[イベントレポート]

「だれでもデータサイエンティスト」目指すリクルート―データマネジメント2016より

2016年3月16日(水)杉田 悟(IT Leaders編集部)

トヨタが2016年1月、シリコンバレーにAI(人工知能)の開発拠点「Toyota Research Institute」設立を発表し、米国政府の研究機関DARPAやGoogleからAIの大物を招へいしたことは記憶に新しい。それよりひと足早く、2015年11月にシリコンバレーにAIの研究機関を立ち上げた日本企業がある。それがリクルートホールディングス(リクルート)だ。2016年3月11日に東京・目黒雅叙園で開催されたデータマネジメント2016で、リクルートでAIを牽引する石山洸氏が、同社のAI研究所が進める「データマネジメントの民主化」を解説した。

リクルートホールディングスの石山洗氏

 リクルートがシリコンバレーに設立したのは、日本にあったRecruit Institute of Technology(RIT)を移設したものだ。移設にあたってRITは、新規事業のための広範技術のための研究機関からAI専門の研究機関に生まれ変わった。石山氏によると、そのRITが目指しているのが、「だれでもデータサイエンティストになれる社会」の実現だという。

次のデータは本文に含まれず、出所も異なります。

PR #1346, opened 2021-11-18
Feat(eos_cli_config_gen): Enhance vlan_interfaces commands (arp_*)

ccsnw:
## Change Summary

adding

```    
vlan_interfaces:
  <snip>
  arp_cache_dynamic_capacity: < 0-4294967295 >
  arp_gratuitous_accept: < true | false >
  arp_monitor_mac_address: < true | false >
 <snip>
```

 その内容に触れる前に、トヨタにも負けないRITの陣容を紹介しておく。トップに就任したのが、元Googleの研究者であるAlon Halevy氏。エンタープライズの情報統合基盤を提供するNimble Technologyの創業者でもある。そして、アドバイザーに世界的なAIの権威をずらりと並べた。

 米カーネギーメロン大学教授のTom M. Mitchell氏は、世界で初めて機械学習の学部を設立した人物で、機械学習の代表的な研究者だ。元・米ワシントン大学教授のOren Etzioni氏は、情報検索分野における著名な研究者で、AAAI(米国人工知能学会)フェローを務める。米コロンビア大学教授のDavid M. Blei氏は、膨大なデータの中からパターンを見つけるための代表的な機械学習手法であるトピックモデルの第一人者。

 このようなメンバーでRITが推し進めている研究が「例えばレンジでチンする機械学習」だ。レンジでチンするがごとく、誰もがかんたんに機械学習を使いこなせるようになることを目指している。